[Collected data entries]
____________________
PR #284, opened 2022-03-23
Add tag to store array creation traceback

matthiasdiener:
_Please squash_

#### TODOs as of 11/14/2023:

- [x] Make sure we do not create multiple CreatedAt tags (or overwrite existing ones) for the same node ([4ec3cbf](https://github.com/inducer/pytato/pull/284/commits/4ec3cbf60dffa9a38e1518269db31dc9c7daa6fc))
- [x] Make sure tags propagate correctly through mappers ([4ec3cbf](https://github.com/inducer/pytato/pull/284/commits/4ec3cbf60dffa9a38e1518269db31dc9c7daa6fc))
- [x] More comprehensive performance testing (see below)

---

#### Simple performance test as of 11/14/2023:

- M1

```python
import pytato as pt
from time import time
import numpy as np

n=50

start = time()
for i in range(100000):
    pt.make_placeholder(name='a', shape=(n, n), dtype=np.float64)
stop = time()
print(stop-start)
```

| Config         | Time |
|----------------------|-------|
| w/ `CreatedAt` | 1.48s |
| w/o `CreatedAt`         | 0.35s |

---

#### `smoke_test_ks_3d` performance as of 11/15/2023:

- M1, 1 rank, CPU, production, `MPIFusionContractorArrayContext`, `LOOPY_NO_CACHE=1`

| Config          | Total time |
|----------------------|-------|
| w/ `CreatedAt` | 463s |
| w/o `CreatedAt`         | 452s |

---

Needs:
- [x] https://github.com/inducer/meshmode/pull/329
- [x] https://github.com/inducer/pytools/pull/134


matthiasdiener:
This is ready for a first look @inducer @kaushikcfd

inducer:
- Could you look at the CI failures?
- Could you try to quantify the runtime impact on complex DAGs and add that to the PR description?

pytato/array.py
```diff
@@ -419,8 +419,12 @@ class Array(Taggable):
     __array_priority__ = 1  # disallow numpy arithmetic to take precedence
 
     def __init__(self, axes: AxesT, tags: FrozenSet[Tag]) -> None:
+        import traceback
+        v = "".join(traceback.format_stack())
+        from pytato.tags import CreatedAt
+        c = CreatedAt(v)
```
kaushikcfd, line 425: 1. I think putting it in `Array.__init__` would lead to several of these after a  sequence of `.map_and_copy`'s.
3. Having many of these would also affect our DAG visualization.
4. We could probably only attach the first call-frame from outside pytato, but to know these we might have to start attaching them only in the user-exposed function.

pytato/array.py
```diff
@@ -419,8 +419,12 @@ class Array(Taggable):
     __array_priority__ = 1  # disallow numpy arithmetic to take precedence
 
     def __init__(self, axes: AxesT, tags: FrozenSet[Tag]) -> None:
+        import traceback
+        v = "".join(traceback.format_stack())
```
inducer, line 423: Don't splat this out to a string. I'd like to keep this machine-readable. (But don't use the full traceback object either... that contains all the call frames, which we emphatically don't want to keep alive.)

kaushikcfd: Probably something like [clang's SourceLocation](https://clang.llvm.org/doxygen/classclang_1_1SourceLocation.html) is what we want here?

pytato/array.py
inducer: Good points.

I think an important tweak is to only add one if one isn't already there (in `tags`). We're not interested in call stacks of where these get rewritten by mappers (I think).

> We could probably only attach the first call-frame from outside pytato

We could, though I'd expect that that might be a bunch of engineering that, ultimately, might not be buying us much.

kaushikcfd: > I think an important tweak is to only add one if one isn't already there (in tags).

I would be cautious in spending time in the constructor.

> We could, though I'd expect that that might be a bunch of engineering that, ultimately, might not be buying us much.

I think at least dropping the frames within pytato would be helpful. Otherwise, they would all be polluted with `pytato.array.Array.__add__`, `pytato.cmath.sin`.

pytato/array.py
inducer: I think we can start by storing what's returned from `extract_tb`. 

https://docs.python.org/3/library/traceback.html#traceback.extract_tb

inducer: - https://github.com/python/cpython/blob/ff619c7dfe8dcb0e4c8dc655abc3acc7dc586d0d/Lib/traceback.py#L372
- https://github.com/python/cpython/blob/ff619c7dfe8dcb0e4c8dc655abc3acc7dc586d0d/Lib/traceback.py#L247

pytato/array.py
inducer: > I would be cautious in spending time in the constructor.

Argh, that's a very fair point. We shouldn't. The alternative is to splat this into a zillion other places, but I agree that's preferable.

> I think at least dropping the frames within pytato would be helpful. Otherwise, they would all be polluted with `pytato.array.Array.__add__`, `pytato.cmath.sin`.

Fair, but we can also do that when rendering, which I think will be *way* less frequent than construction.

kaushikcfd: > The alternative is to splat this into a zillion other places

https://github.com/inducer/pytato/pull/285

> Fair, but we can also do that when rendering, which I think will be way less frequent than construction.

Agreed, I'm completely fine with this.

pytato/array.py
matthiasdiener: > I think we can start by storing what's returned from `extract_tb`.
> 
> https://docs.python.org/3/library/traceback.html#traceback.extract_tb

`extract_tb` returns a `StackSummary` object which isn't hashable, and I'm not sure what to do about it.

kaushikcfd: One option: we could have our version of hashable `StackSummary` and `FrameSummary`.

kaushikcfd: > https://docs.python.org/3/library/traceback.html#traceback.StackSummary.from_list

Each FrameSummary is essentially a 4-tuple  (filename, lineno, name, line). A stack_summary is a tuple of FrameSummary i.e. all hashable.

matthiasdiener: Can we just convert the StackSummary into a tuple (and then use `StackSummary.from_list` if we need the StackSummary)?

kaushikcfd: Yep, I guess that works too. (Note that `FrameSummary` is still unhashable)

matthiasdiener: > Can we just convert the StackSummary into a tuple (and then use `StackSummary.from_list` if we need the StackSummary)?

[2037423](https://github.com/inducer/pytato/pull/284/commits/20374238db313c5173f4c5f6d30a31da07a8944a) implements this idea (and admittedly does not win prizes for elegance).

pytato/tags.py
```diff
@@ -101,3 +103,16 @@ class AssumeNonNegative(Tag):
     :class:`~pytato.target.Target` that all entries of the tagged array are
     non-negative.
     """
+
+
+# See
+# https://mypy.readthedocs.io/en/stable/additional_features.html#caveats-known-issues
+# on why this can not be '@tag_dataclass'.
+@dataclass(init=True, eq=True, frozen=True, repr=True)
+class CreatedAt(UniqueTag):
```
inducer, line 112: I wonder whether `CreatedAt` should impact equality of the tagged object. I.e. if you have, say, two `IndexLambda`s that only differ in their `CreatedAt` tags, should they be considered different?

- Upside: There's clearly no need to generate code once for every version if the only difference is a `CreatedAt`. (But maybe that's unlikely?)
- Downside: Potentially confusing when looking at `CreatedAt` metadata.

kaushikcfd: Yep, I think it is unlikely that the nodes would "diverge". So I would vote against ignoring these during codegen. On the upside, if we preserve the information we'll also get source code information on the loopy end.

inducer: OK, sounds good. Let's keep including them in equality checking until there's a problem that results from that.

matthiasdiener: I believe most of the pytest failures currently are due to the equality checking.

pytato/array.py
```diff
@@ -1675,8 +1676,36 @@ def _get_default_axes(ndim: int) -> AxesT:
...
 
+@dataclass(frozen=True, eq=True)
+class _PytatoFrameSummary:
+    filename: str
+    lineno: int
+    name: str
+    line: str
+
+
+class _PytatoStackSummary(Tag):
```
inducer, line 1687: This needn't be a `Tag`.

pytato/array.py
```diff
@@ -1675,8 +1676,36 @@ def _get_default_axes(ndim: int) -> AxesT:
...
+    def __init__(self, stack_summary: StackSummary) -> None:
+        self.frames: List[_PytatoFrameSummary] = []
+        for s in stack_summary:
+            pfs = _PytatoFrameSummary(s.filename, s.lineno, s.name, s.line)
+            self.frames.append(pfs)
```
inducer, line 1692: List comprehension

pytato/array.py
```diff
@@ -1675,8 +1676,36 @@ def _get_default_axes(ndim: int) -> AxesT:
...
+        return StackSummary.from_list(frames)  # type: ignore[arg-type]
+
+
 def _get_default_tags() -> TagsType:
-    return frozenset()
+    import traceback
+    from pytato.tags import CreatedAt
+
+    c = CreatedAt(_PytatoStackSummary(traceback.extract_stack()))
+    return frozenset((c,))
```
inducer, line 1708:
```suggestion
    if __debug__:
        c = CreatedAt(_PytatoStackSummary(traceback.extract_stack()))
        return frozenset((c,))
```

test/test_pytato.py
```diff
@@ -790,6 +790,28 @@ def test_einsum_dot_axes_has_correct_dim():
...
+
+    res = a+b
+
+    from pytato.tags import CreatedAt
+
+    found = False
+
+    # Make sure the function name appears in the traceback
+    for tag in res.tags:
+        if isinstance(tag, CreatedAt):
```
inducer, line 805:
```
created_tag, = res.tags_of_type(CreatedAt)
```

pytato/array.py
kaushikcfd, line 1692: Move this out of `__init__` to a classmethod `_PytatoStackSummary.from_stack_summary`?

test/test_pytato.py
```diff
@@ -462,7 +464,12 @@ def test_array_dot_repr():
     x = pt.make_placeholder("x", (10, 4), np.int64)
     y = pt.make_placeholder("y", (10, 4), np.int64)
 
+    from pytato.transform import remove_tags_of_type
+    from pytato.tags import CreatedAt
+
     def _assert_stripped_repr(ary: pt.Array, expected_repr: str):
+        ary = cast(pt.Array, remove_tags_of_type(CreatedAt, ary))
```
kaushikcfd, line 471: I wonder if we need to strip these tags in the stringifier itself? Either that or we might need to define `CreatedAt.__repr__` to avoid seeing multiple lines for a single tag.

pytato/array.py
matthiasdiener: Done in [02362bf](https://github.com/inducer/pytato/pull/284/commits/02362bfaf8f6d6da00e2b2e639b9b6773866aa14)

pytato/array.py
matthiasdiener: Fixed in [02362bf](https://github.com/inducer/pytato/pull/284/commits/02362bfaf8f6d6da00e2b2e639b9b6773866aa14)

test/test_pytato.py
matthiasdiener: Fixed in [1c275fd](https://github.com/inducer/pytato/pull/284/commits/1c275fd80cca82a6f584f7b20b33549c3ff977be)

pytato/array.py
matthiasdiener: `_PytatoStackSummary` was changed to a frozen dataclass, so I think this can't be done.

test/test_pytato.py
matthiasdiener: Yeah, the CreatedAt tags take a lot of space in the visualization now...

matthiasdiener:
Not that in the current implementation, the following code will not compare the two placeholders as equal (as they are created on two different lines), without removing the CreatedAt tags or modifying the EqualityComparer. 

```
a = pt.make_placeholder(name="a", shape=(10, 10), dtype=np.float64)
b = pt.make_placeholder(name="a", shape=(10, 10), dtype=np.float64)

print(a==b)
```

Furthermore, the result of this comparison changes depending on whether python is running with optimizations or not. This seems not ideal. My initial thought was to add this traceback info not as a normal tag, but as an extra field in the `Array` class, which I think would avoid these issues. What do you think @inducer @kaushikcfd ?

kaushikcfd:
> Note that in the current implementation, the following code will not compare the two placeholders as equal (as they are created on two different lines), without removing the CreatedAt tags or modifying the EqualityComparer.
>
> a = pt.make_placeholder(name="a", shape=(10, 10), dtype=np.float64)
> b = pt.make_placeholder(name="a", shape=(10, 10), dtype=np.float64)
>
> print(a==b)

I think these placeholders not being equal is OK. We already require
that within a DAG we cannot have more than placeholder objects having
the same name. But this also hints at a "new developer guideline" that
optimization passes should never invoke creation routines that are
directed towards the users as they would force divergence.

>
> Furthermore, the result of this comparison changes depending on whether python is running with optimizations or not. This seems not ideal. My initial thought was to add this traceback info not as a normal tag, but as an extra field in the Array class, which I think would avoid these issues.

Yep, this is annoying. I vote we keep these tags in `-O` mode as well.
This would cut down our debug-times.

inducer:
> I think these placeholders not being equal is OK.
____________________
Which lines in the records above contain the string "failures"? Copy each one.

- Could you look at the CI failures?
matthiasdiener: I believe most of the pytest failures currently are due to the equality checking.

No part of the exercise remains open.